§ **Dataset entries**:
BEGIN

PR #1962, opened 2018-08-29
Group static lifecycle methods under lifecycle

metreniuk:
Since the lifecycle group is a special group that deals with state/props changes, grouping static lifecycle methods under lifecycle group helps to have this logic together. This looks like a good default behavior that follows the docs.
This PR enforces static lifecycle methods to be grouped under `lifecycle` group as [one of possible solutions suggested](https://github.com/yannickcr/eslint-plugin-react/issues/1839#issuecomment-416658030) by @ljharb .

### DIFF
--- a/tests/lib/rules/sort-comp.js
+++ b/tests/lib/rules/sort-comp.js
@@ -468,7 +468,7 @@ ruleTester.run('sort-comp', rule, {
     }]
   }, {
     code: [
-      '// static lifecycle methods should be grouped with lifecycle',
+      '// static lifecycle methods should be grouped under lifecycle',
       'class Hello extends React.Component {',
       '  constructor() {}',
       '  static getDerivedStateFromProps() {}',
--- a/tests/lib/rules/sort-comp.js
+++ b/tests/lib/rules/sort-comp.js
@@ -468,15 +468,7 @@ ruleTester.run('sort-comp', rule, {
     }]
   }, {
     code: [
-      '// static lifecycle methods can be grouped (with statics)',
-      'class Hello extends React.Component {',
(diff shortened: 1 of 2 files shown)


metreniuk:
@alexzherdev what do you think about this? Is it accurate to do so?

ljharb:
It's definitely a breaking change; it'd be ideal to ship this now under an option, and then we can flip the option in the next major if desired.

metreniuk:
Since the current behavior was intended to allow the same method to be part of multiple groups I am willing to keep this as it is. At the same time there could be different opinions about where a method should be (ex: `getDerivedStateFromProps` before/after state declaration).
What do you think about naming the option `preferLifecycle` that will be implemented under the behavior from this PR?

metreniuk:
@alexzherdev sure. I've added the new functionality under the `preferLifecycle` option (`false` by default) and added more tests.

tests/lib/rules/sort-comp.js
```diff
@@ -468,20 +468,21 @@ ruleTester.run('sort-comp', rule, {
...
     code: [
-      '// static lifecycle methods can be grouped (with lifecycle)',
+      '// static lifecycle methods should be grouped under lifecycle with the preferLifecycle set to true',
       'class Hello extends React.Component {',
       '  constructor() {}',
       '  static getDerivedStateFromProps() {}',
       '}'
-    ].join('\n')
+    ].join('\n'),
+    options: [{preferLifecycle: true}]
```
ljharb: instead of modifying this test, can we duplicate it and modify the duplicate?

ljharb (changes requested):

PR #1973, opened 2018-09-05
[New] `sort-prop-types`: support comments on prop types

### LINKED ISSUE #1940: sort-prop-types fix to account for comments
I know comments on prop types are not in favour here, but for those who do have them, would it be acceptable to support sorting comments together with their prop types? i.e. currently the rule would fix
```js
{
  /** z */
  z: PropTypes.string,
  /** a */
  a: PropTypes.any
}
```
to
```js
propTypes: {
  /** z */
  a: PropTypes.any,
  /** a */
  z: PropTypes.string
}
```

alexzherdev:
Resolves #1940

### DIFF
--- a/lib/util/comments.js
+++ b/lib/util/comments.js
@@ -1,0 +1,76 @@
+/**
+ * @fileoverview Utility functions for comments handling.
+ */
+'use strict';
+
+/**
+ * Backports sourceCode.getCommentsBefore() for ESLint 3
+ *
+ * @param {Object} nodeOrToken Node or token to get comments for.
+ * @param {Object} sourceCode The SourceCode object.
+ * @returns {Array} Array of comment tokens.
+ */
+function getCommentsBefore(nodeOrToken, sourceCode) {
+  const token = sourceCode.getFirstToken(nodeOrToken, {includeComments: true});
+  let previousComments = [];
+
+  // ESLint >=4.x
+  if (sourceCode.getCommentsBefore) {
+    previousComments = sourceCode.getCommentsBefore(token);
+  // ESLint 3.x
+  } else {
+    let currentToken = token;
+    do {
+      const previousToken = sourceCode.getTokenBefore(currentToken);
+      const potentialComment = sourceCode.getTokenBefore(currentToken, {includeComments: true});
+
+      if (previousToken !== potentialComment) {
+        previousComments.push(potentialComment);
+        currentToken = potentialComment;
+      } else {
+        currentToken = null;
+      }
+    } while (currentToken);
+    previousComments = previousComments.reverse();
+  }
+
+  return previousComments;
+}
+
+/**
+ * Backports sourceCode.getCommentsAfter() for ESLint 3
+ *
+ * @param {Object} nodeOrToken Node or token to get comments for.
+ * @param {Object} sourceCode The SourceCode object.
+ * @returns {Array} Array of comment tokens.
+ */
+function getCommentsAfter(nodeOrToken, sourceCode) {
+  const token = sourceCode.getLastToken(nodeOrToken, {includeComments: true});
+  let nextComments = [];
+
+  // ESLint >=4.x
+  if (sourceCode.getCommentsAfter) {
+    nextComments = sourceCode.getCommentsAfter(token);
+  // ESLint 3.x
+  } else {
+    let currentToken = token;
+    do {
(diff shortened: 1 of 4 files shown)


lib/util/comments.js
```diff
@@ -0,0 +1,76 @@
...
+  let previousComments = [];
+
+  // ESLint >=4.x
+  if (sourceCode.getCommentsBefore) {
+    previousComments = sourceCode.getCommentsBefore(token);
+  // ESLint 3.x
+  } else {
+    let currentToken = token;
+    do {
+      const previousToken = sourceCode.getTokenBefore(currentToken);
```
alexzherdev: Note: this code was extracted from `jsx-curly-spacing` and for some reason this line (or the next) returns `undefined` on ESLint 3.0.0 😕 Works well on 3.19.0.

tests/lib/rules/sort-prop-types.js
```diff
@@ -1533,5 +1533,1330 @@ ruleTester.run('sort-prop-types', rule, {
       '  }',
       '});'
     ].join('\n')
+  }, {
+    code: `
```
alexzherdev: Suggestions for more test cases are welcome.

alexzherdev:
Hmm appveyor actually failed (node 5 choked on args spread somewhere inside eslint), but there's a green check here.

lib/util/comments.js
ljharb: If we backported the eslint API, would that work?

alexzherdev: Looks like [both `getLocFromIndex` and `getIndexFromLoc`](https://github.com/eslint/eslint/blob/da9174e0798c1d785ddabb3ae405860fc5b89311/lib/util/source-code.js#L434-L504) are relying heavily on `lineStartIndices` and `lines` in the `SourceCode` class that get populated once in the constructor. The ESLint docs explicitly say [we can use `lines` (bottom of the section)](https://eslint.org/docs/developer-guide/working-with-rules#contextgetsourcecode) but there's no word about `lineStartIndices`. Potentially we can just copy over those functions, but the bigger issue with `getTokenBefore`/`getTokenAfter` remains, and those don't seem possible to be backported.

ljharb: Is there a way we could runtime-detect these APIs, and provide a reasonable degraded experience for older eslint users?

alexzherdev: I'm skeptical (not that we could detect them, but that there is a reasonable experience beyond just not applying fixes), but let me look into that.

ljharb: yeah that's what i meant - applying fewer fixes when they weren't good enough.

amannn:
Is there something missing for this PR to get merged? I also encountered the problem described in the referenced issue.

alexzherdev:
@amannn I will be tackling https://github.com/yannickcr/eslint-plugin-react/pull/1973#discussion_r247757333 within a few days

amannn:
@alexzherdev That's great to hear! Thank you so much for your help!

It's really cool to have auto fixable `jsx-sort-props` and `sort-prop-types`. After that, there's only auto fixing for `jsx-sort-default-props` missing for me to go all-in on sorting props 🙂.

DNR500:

END

§ **About this task**:
Match on "opened" and report each line of the data above that has it.

§ **Reply**:
PR #1962, opened 2018-08-29
PR #1973, opened 2018-09-05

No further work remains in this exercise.